Sorry for the late posting! Crazy day/week!
My next recommendation is a book by Doug Lemov, who you may know from the book Teach Like a Champion or its follow-up, Teach Like a Champion Field Guide. Both are terrific, all about better ways to teach. I recommend them, too!
But today I'll look at Doug's most recent book (along with co-authors Erica Woolway and Katie Yezzi), Practice Perfect: 42 Rules for Getting Better at Getting Better.
This is all about the art (and science, in some cases) of practice. Using examples from top-level athletes and established teachers, as well as those in business or even long-time surgeons, the authors show how deliberately engineered and designed practice can make us better at almost anything we do (this quoted from the inside dust jacket, but very accurate. The fact that they don't use musicians in their examples won't get in the way of figuring out how better to teach your students, or rehearsing/practicing with your choir to make them better.
Since much of what they did in looking at champion teachers was to try to find ways to get other, less experienced or less skilled teachers to learn how to follow those models, they discovered that it was important for them to find better ways for the teachers to practice their new skills. Otherwise they weren't successful. So now they had to discover the rules of successful practice, or their teaching technique wouldn't improve.
I'll give a random set of examples of chapter titles ("Rules") to give you an idea:
Encode Success
Let the Mind Follow the Body
Unlock Creativity . . . with Repetition
Practice "Bright Spots"
Correct Instead of Critique
Isolate the Skill
Integrate the Skills
Make Each Minute Matter
Shorten the Feedback Loop
Describe the Solution (Not the Problem)
Break Down the Barriers to Practice
Make it Fun to Practice
Leverage Peer-to-Peer Accountability
Walk the Line (Between Support and Demand)

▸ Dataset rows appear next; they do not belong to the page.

PR #282, opened 2020-05-26
Add support for http pull source

jinfahua:
Add support for http pull source


xstream/nodes/source_node.go
```diff
@@ -190,18 +192,25 @@ func (m *SourceNode) getConf(ctx api.StreamContext) map[string]interface{} {
 	conf, err := common.LoadConf(confPath)
 	props := make(map[string]interface{})
 	if err == nil {
-		cfg := make(map[string]map[string]interface{})
+		cfg := make(map[interface{}]interface{})
```
ngjaying, line 195: The original design just return the map[interface{}]interface{} prop value to the source. And the source config can do the conversion there

The root cfg seems always have a string key "default", do we need to change the map key type here?

xstream/nodes/source_node.go
```diff
@@ -190,18 +192,25 @@ func (m *SourceNode) getConf(ctx api.StreamContext) map[string]interface{} {
...
-			var ok bool
-			props, ok = cfg["default"]
+			def, ok := cfg["default"]
 			if !ok {
 				logger.Warnf("default conf is not found", confkey)
-			}
-			if c, ok := cfg[confkey]; ok {
-				for k, v := range c {
-					props[k] = v
+			} else {
```
ngjaying, line 202: common.convertMap(i) can convert map[interface{}]interface{} to map[string]interface{} recursively.

The conversion here only deal with one level

xstream/nodes/source_node.go
jinfahua: I changed the definition is that it has a bug when trying to load with hierarchy configurations. As in below, the `ClientId` under `optional` cannot be loaded.

```yaml
default:
  protocol: tcp
  server: localhost
  type: mqtt
  optional:
    ClientId: client1
    Username: user1
```

jinfahua:
@ngjaying Code updated, please review it, thanks.

PR #289, opened 2020-06-02
Support reserved words

ngjaying:


jinfahua:
@ngjaying How to handle below problem?

image

ngjaying:
> @ngjaying How to handle below problem?
> 
> image

Add backtick for the reserved words. meta(`Light-Dimming`->Device)

docs/en_US/sqls/query_language_elements.md
```diff
@@ -13,7 +13,12 @@ Kuiper provides a variety of elements for building queries. They are summarized
 | [ORDER BY](#ORDER BY) | Order the rows by values of one or more columns.             |
 | [HAVING](#HAVING)     | HAVING specifies a search condition for a group or an aggregate. HAVING can be used only with the SELECT expression.             |
 |                       |                                                              |
+### Use reserved words
+These elements and other predefined operators, functions are reserved words. To use the reserved words as the column name and the table name etc., they need to be quoted by backtick.
```
jinfahua, line 17: If the field name includes Chinese, or blank character, is it supported? If we support that, we should write the doc as well.

xsql/parser_test.go
```diff
@@ -26,7 +26,18 @@ func TestParser_ParseStatement(t *testing.T) {
 				Sources: []Source{&Table{Name: "tbl"}},
 			},
 		},
-
+		{
+			s: "SELECT `select` FROM tbl",
```
jinfahua, line 30: 1. Add parse error unit case - such as 'SELECT `select FROM tbl'
2. Add Chinese, and field name with blank character etc.

xsql/processors/xsql_processor_test.go
```diff
@@ -123,7 +138,8 @@ func createStreams(t *testing.T) {
 	}
 	demo1 := `CREATE STREAM demo1 (
 					temp FLOAT,
-					hum BIGINT,
+					hum BIGINT,` +
+		"`from`" + ` STRING,
```
jinfahua, line 142: Is it to add a field that is record type, and the record type also uses special key-words or characters. Such as,

- select STRUCT(`字段` STRING, `file name` BIGINT),

PR #293, opened 2020-06-04
Json path support

ngjaying:


docs/en_US/json_expr.md
```diff
@@ -146,6 +146,7 @@ So for example, when applied to the previous JSON data sample we can reach the f
 - `$.friends.first` refers to “dale”.
 - `$.friends` refers to the full array of friends.
 - `$.friends[0]` refers to the first friend listed in the previous array (contrary to arrays members are zero-based).
+- `$.friends[0][lastname]` refers to the lastname of the first friend listed. Use bracket if there are reserved words in the field key.
```
jinfahua, line 149: reserved words or special characters (such as  space ' ',  '.' and Chinese chars etc).

I will add a doc for our reserved keyword, and add a link here

PR #300, opened 2020-06-10
feat(server): Support https for rest service

ngjaying:


jinfahua:
@zhanghongtong Qiguai, we should also change the script and docs for adding SSL feature in Kuiper server, thanks.

PR #311, opened 2020-06-16
add plugin-sink with influxDB 

smart33690:
add a file influxDB.go


jinfahua:
@smart33690 
Thanks for contributing influxdb sink sample plugin! Could you please make following changes?
- Rebase commits in your PR.
- Update `docs/zh_CN/plugins/overview.md' & `docs/en_US/plugins/overview.md', and add your influxdb plugin.
- Add a doc named 'influxdb.md' in both `docs/zh_CN/plugins/sinks` & `docs/en_US/plugins/sinks`, which describes how to use your plugin.

plugins/sinks/influxdb.go
```diff
@@ -0,0 +1,83 @@
...
+	"encoding/json"
+	api "github.com/emqx/kuiper/xstream/api"
+	_ "github.com/influxdata/influxdb1-client/v2"
+	client "github.com/influxdata/influxdb1-client/v2"
+	"log"
+	"time"
+)
+
+type influxSink struct {
+	url       string
```
ngjaying, line 13: These properties are not used

plugins/sinks/influxdb.go
```diff
@@ -0,0 +1,83 @@
...
+}
+
+func (m *influxSink) Open(ctx api.StreamContext) (err error) {
+	logger := ctx.GetLogger()
+	logger.Debug("Opening influx sink")
+	return
+}
+
+func (m *influxSink) Collect(ctx api.StreamContext, data interface{}) error {
+	cli := connInflux();
```
ngjaying, line 30: Why do we need to setup a new connection everytime? The collect function will be called for each message, is there a problem to reset connection each time like this? And it seems the cli(connection) does not close, will it be a problem? For other sink/source like mqttSink, we only hold a connection throughout the liftcycle. Can we do the same for influxdb?

plugins/sinks/influxdb.go
```diff
@@ -0,0 +1,83 @@
...
+	logger := ctx.GetLogger()
+	if v, ok := data.([]byte); ok {
+		var out ListMap
+		json.Unmarshal([]byte(v), &out)
```
ngjaying, line 34: The data is not always []map[string]float64. Other types need to be handled also. And the error of Unmarshall is not handled here.

plugins/sinks/influxdb.go
```diff
@@ -0,0 +1,83 @@
...
+		bp, err := client.NewBatchPoints(client.BatchPointsConfig{
+			Database:  "databasename",
```
ngjaying, line 36: It'd be better to export these properties as sink config properties instead of hard coded here.

plugins/sinks/influxdb.go
```diff
@@ -0,0 +1,83 @@
...
+			Precision: "ns", //default is ns
+		})
+		if err != nil {
+			logger.Debug(err)
```
ngjaying, line 40: should return err instead of just print it out otherwise bp will be nil in line 52

plugins/sinks/influxdb.go
```diff
@@ -0,0 +1,83 @@
...
+		}
+		tags := map[string]string{"tagkey": "tagvalue"}
```
ngjaying, line 42: Are these "tagkey", "field1" etc. all hard coded? Can they be parameterize?

plugins/sinks/influxdb.go
```diff
@@ -0,0 +1,83 @@
...
+		fields := map[string]interface{}{
+			"filed1": out[0]["filed1"],
+			"filed2": out[0]["filed2"],
+		}
+
+		pt, err := client.NewPoint("measurement", tags, fields, time.Now())
```
ngjaying, line 48: Another hard coded string "measurement"

plugins/sinks/influxdb.go
```diff
@@ -0,0 +1,83 @@
...
+		if err != nil {
+			logger.Debug(err)
```
ngjaying, line 50: Again, error is not handled. The same applies for the next several error handlings.

plugins/sinks/influxdb.go
```diff
@@ -0,0 +1,83 @@
...
+		logger.Debug("insert success")
+	} else {
+		logger.Debug("insert faild")
+	}
+
+	return nil
+}
+
+func (m *influxSink) Close(ctx api.StreamContext) error {
+	return nil
```
ngjaying, line 66: The client is not closed

plugins/sinks/influxdb.go
```diff
@@ -0,0 +1,83 @@
...
+}
+
+
+func connInflux() client.Client {
+	cli, err := client.NewHTTPClient(client.HTTPConfig{
+		Addr:     "addrIp",
```
ngjaying, line 72: Another hardcoded strings

plugins/sinks/influxdb.go
```diff
@@ -0,0 +1,83 @@
...
+		Username: "",
+		Password: "",
+	})
+	if err != nil {
+		log.Fatal(err)
```
ngjaying, line 77: Do not use Fatal, it will exit Kuiper instead of just this plugin.

plugins/sinks/influxdb.go
```diff
@@ -0,0 +1,83 @@
...
+	}
+	return cli
+}
+
+
+var Influx influxSink
```
ngjaying, line 83: Should export construction function here.
```
func Influx() api.Sink {
	return &influxSink{}
}
```

plugins/sinks/influxdb.go
smart33690: Thank you for your suggestion，I did some optimization of Influxdb.go 
Currently,only one type of data supported(Due to data format problems,is "[{}]" not "{}")
I will continue to optimize and solve this problem.

plugins/sinks/influxdb.go
smart33690: I see the example of the mysql sink like this
"var Mysql mysqlSink"

ngjaying: The tutorial needs to be modified. 
When exporting the struct, the plugin will run in singleton mode which means that all rules share one instance. On the contrary, export a "constructor" will have one instance for each rule. I think this sink is required to be one instance for each rule.

plugins/sinks/influxdb.go
ngjaying: ok. If other types are not supported currently, we'd better handle the error of unmarshall. For example, print out the error and return. Otherwise, it will crash the whole rule.

jinfahua:
@smart33690 Could you please use `gofmt` to format code, thanks.

Issue #313, opened 2020-06-16
The state of rule is not persistent


worldmaomao:
Steps:
1. Stop some rule by invoking rest api
2.Restart kuiper
3.After restart kuiper, the rule which was stopped before become to be running.

Expect：
After restart kuiper, the rule which was stopped before still be stopped.

jinfahua:
Done & close the issue.

PR #331, opened 2020-06-23
“fix:The state of rule is not persistent #313”

EMQmyd:


xstream/server/server/ruleManager.go
```diff
@@ -185,10 +186,27 @@ func stopRule(name string) (result string) {
...
+	rule, err := ruleProcessor.GetRuleByName(name)
+	if nil != err {
+		return fmt.Sprintf("%v", err)
+	}
+
+	err = startRule(name)
+	if nil != err {
+		return fmt.Sprintf("%v", err)
+	}
+	if 1 == rule.State {
```
ngjaying, line 208: Can we check the rule state before starting it? The stopped rule should not be started at all

xstream/server/server/rpc.go
```diff
@@ -116,7 +116,10 @@ func (t *Server) StopRule(name string, reply *string) error {
 	*reply = stopRule(name)
 	return nil
 }
-
+func (t *Server) RecoverRule(name string, reply *string) error {
```
ngjaying, line 119: This seems no effect. The caller can call the recoverRule directly. And this is not an exported RPC API. I suggest this function can be removed.

xstream/api/stream.go
```diff
@@ -79,6 +79,7 @@ type TopNode interface {
 }
 
 type Rule struct {
+	State   int                      `json:"state"` //0:started 1:stoped
```
ngjaying, line 82: Any reason not to use bool type here? How about name it started or stopped?

xsql/processors/xsql_processor.go
```diff
@@ -229,6 +229,33 @@ func (p *RuleProcessor) ExecCreate(name, ruleJson string) (*api.Rule, error) {
...
+	if err != nil {
+		return err
+	}
+	defer p.db.Close()
+
+	err = p.db.Replace(name, string(ruleJson))
+	if err != nil {
+		return err
+	} else {
+		log.Infof("Rule %s is replaceed.", name)
```
ngjaying, line 254: typo here, should be "replaced"

xsql/processors/xsql_processor.go
```diff
@@ -229,6 +229,33 @@ func (p *RuleProcessor) ExecCreate(name, ruleJson string) (*api.Rule, error) {
 	return rule, nil
 }
 
+func (p *RuleProcessor) ExecReplaceRuleState(name string, state int) (err error) {
+	rule, err := p.GetRuleByName(name)
+	if nil != err {
```
ngjaying, line 234: let's be consistent with the err check style  `err != nil`

xsql/processors/xsql_processor.go
```diff
@@ -229,6 +229,33 @@ func (p *RuleProcessor) ExecCreate(name, ruleJson string) (*api.Rule, error) {
...
+		return err
+	}
+
+	rule.State = state
+	ruleJson, err := json.Marshal(rule)
+	if nil != err {
```
ngjaying, line 240: The same as above

PR #339, opened 2020-06-24
Feat/edgex array

jinfahua:
EdgeX array support


xsql/ast.go
```diff
@@ -1164,14 +1164,21 @@ func (v *ValuerEval) evalBinaryExpr(expr *BinaryExpr) interface{} {
 	case error:
 		return val
 	}
-
+	if isSliceOrArray(lhs) {
```
ngjaying, line 1167: The case of []interface{} can be combined with isSliceOrArray. Remove the case and leave isSliceOrArray only

xsql/ast.go
```diff
@@ -1188,34 +1195,46 @@ func (v *ValuerEval) evalJsonExpr(result interface{}, op Token, expr Expr) inter
...
-				if berVal.isIndex() {
-					if berVal.Start >= val.Len() {
-						return fmt.Errorf("out of index: %d of %d", berVal.Start, val.Len())
-					}
-					return val.Index(berVal.Start).Interface()
-				} else {
-					if berVal.Start >= val.Len() {
-						return fmt.Errorf("start value is out of index: %d of %d", berVal.Start, val.Len())
-					}
+		return v.subset(result, op, expr)
```
ngjaying, line 1198: The same as above, remove the case []interface{}, []map[string]interface{}:

Issue #334, opened 2020-06-24
Return a JSON message for root REST API address


jinfahua:
Currently, the API only returns `OK`, more information with JSON format should be returned.

- Kuiper version
- Kuiper up time
- Operator system 

The impacted modules
- A unit test
- Helmchart?
- API documents
- Kuiper management UI

jinfahua:
@ysfscream Could you please update Kuiper management UI accordingly?

ysfscream:
@jinfahua OK, I will update it recently.

PR #340, opened 2020-06-24
feat:Return a JSON message for root REST API address #334

EMQmyd:


xstream/server/server/rest.go
```diff
@@ -97,12 +98,26 @@ func createRestServer(port int) *http.Server {
...
 	case http.MethodGet, http.MethodPost:
 		w.WriteHeader(http.StatusOK)
+		info := new(information)
+		info.Version = version
+		info.UpTimeSeconds = time.Now().Unix() - startTimeStamp
+		info.Os = runtime.GOOS
+		if byteInfo, err := json.Marshal(info); err == nil {
+			w.Write(byteInfo)
+			return
+		}
```
jinfahua, line 120: Print an error message in log if having any error. Or if it could not happen, just ignore the error check?

PR #447, opened 2019-10-11
Ensure that adding capabilities is robust

### LINKED ISSUE #445: Crashes site if administrator role renamed
Hi, we use the Members plugin to manage user roles and permissions.  We have two levels of administrator and so renamed the default.  When we try to view the site we get the "The site is experiencing technical difficulties." message when trying to view any pages.  The error log shows:

PHP Fatal error:  Uncaught Error: Call to a member function add_cap() on null in [snip]/plugins/block-lab/php/post-types/class-block-post.php:243

So digging down to that line shows:

$admins = get_role( 'administrator' );

The only way I could get back into the admin was to move the block-lab directory outside the project, login to the WP admin and rename one of the two custom admin roles back to "administrator".  Then move the block-lab directory back.

It's quite common practise to rename the administrator account.

kienstra:
* Address an issue issue where `$admins` was `null`, as it can be changed in user management plugins.
* Also, adds an integration test for capabilities. This test passes before this PR is applied, and with it. 
* So there's no expected change or backwards-compatibility break.

Fixes #445


kienstra:
This might take a while, I'm working on getting the integration test to pass on Travis, though it passes locally.

php/post-types/class-block-post.php
```diff
@@ -205,26 +205,13 @@ public function register_post_type() {
...
-			'capabilities'  => array(
-				'edit_post'          => 'block_lab_edit_block',
-				'edit_posts'         => 'block_lab_edit_blocks',
-				'edit_others_posts'  => 'block_lab_edit_others_blocks',
-				'publish_posts'      => 'block_lab_publish_blocks',
-				'read_post'          => 'block_lab_read_block',
-				'read_private_posts' => 'block_lab_read_private_blocks',
-				'delete_post'        => 'block_lab_delete_block',
-			),
+			'capabilities'  => $this->get_capabilities(),
```
kienstra, line 214: There should be no change here, `$this->get_capabilities()` simply wraps the previous code.

tests/php/integration/test-post-capabilities.php
```diff
@@ -0,0 +1,119 @@
...
+use Block_Lab\Post_Types;
+
+/**
+ * Class Test_Post_Capabilities
+ *
+ * Tests the capabilities for the 'block_lab' post type.
+ *
+ * @package Block_Lab
+ */
+class Test_Post_Capabilities extends \WP_UnitTestCase {
```
kienstra, line 17: This test passes even with the previous implementation. For example:

```bash
$ git checkout develop php/post-types/class-block-post.php
$ phpunit --filter Test_Post_Capabilities
OK (42 tests, 42 assertions)
```

php/post-types/class-block-post.php
```diff
@@ -238,15 +225,31 @@ public function register_post_type() {
...
-		$admins->add_cap( 'block_lab_delete_block' );
+		$admin = get_role( 'administrator' );
+		if ( ! $admin ) {
+			return;
+		}
+
+		foreach ( $this->get_capabilities() as $capability => $custom_capability ) {
+			$admin->add_cap( $custom_capability );
+		}
+	}
```
kienstra, line 236: This essentially does the same thing as before, though it exits if `! $admin`

kienstra:
**Request For Review**

Hi @lukecarbis,
When you can, could you please review this PR?

There's no intended change to capabilities, it's only intended to prevent an issue when the `administrator` role is changed by a plugin.

Thanks, Luke!

php/post-types/class-block-post.php
```diff
@@ -205,26 +205,13 @@ public function register_post_type() {
...
 			'show_in_menu'  => true,
 			'menu_position' => 100,
-			// This SVG icon is being included from the plugin directory, so using file_get_contents is okay.
-			// @codingStandardsIgnoreStart
-			'menu_icon'     => 'data:image/svg+xml;base64,' . base64_encode(
-				file_get_contents(
-					$this->plugin->get_assets_path( 'images/admin-menu-icon.svg' )
-				)
+			'menu_icon'     => 'data:image/svg+xml;base64,' . base64_encode( // phpcs:ignore WordPress.PHP.DiscouragedPHPFunctions.obfuscation_base64_encode
+				file_get_contents( $this->plugin->get_assets_path( 'images/admin-menu-icon.svg' ) ) // phpcs:ignore WordPress.WP.AlternativeFunctions.file_get_contents_file_get_contents -- This SVG icon is being included from the plugin directory, so using file_get_contents is okay.
```
kienstra, line 209: No intended change here, just to the `// phpcs: ignore` comments

lukecarbis (approved):
@kienstra Love the introduction of the `get_capabilities` method. Great work!

kienstra:
Thanks, @lukecarbis!

PR #448, opened 2019-10-22
Enable selective import updates

jasperSpeicher:
Allow the user to selectively update existing block configurations during import, rather than refusing to update them at all.


lukecarbis:
I'll merge this into a separate branch, and continue work from there. Thanks so much @jasperSpeicher.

Some of these won't be clear until you read the chapters (and remember, there are 42 "rules"). But it should give you an inkling of what's going on here.
Just as an example, "Shorten the Feedback Loop." This built on John Wooden's teaching (you can find a series I wrote about him here, fourteen posts about Coach Wooden's technique and approach): as a former player noted, "he believed correction was wasted unless done immediately" — in other words, without quick correction, the player was building in the wrong thing–practicing the incorrect thing.
I wrote about this in terms of work with my choirs telling them the difference between scrimmage and drill. In a scrimmage, we're looking at a game (for us, concert) situation in practice–running through a section or complete piece. Whereas in drill, we focus on fewer things, much repetition, and constant corrections. While we need both (and the percentage spent in each will change as we get closer to the concert), without lots of drill, certain things simply won't get better. It's focused drill, with constant feedback, that will make the choir better in the shortest time. We still have to mix in scrimmage, otherwise they don't know how to get through a section or piece, but that's a matter of balance. I also discovered that my students quickly got the idea of the importance of drill and this made them much more patient with the quick start/stop/correction/sing it again of drill. As I put it in an earlier post, it greatly increased the density of accomplishment in my rehearsals.
I'm still reading and re-reading this book in little chunks, then thinking about how a particular technique or way of thinking might apply to me in my work with choirs. I suspect I will for a long time. And I hope you'll find it valuable, too!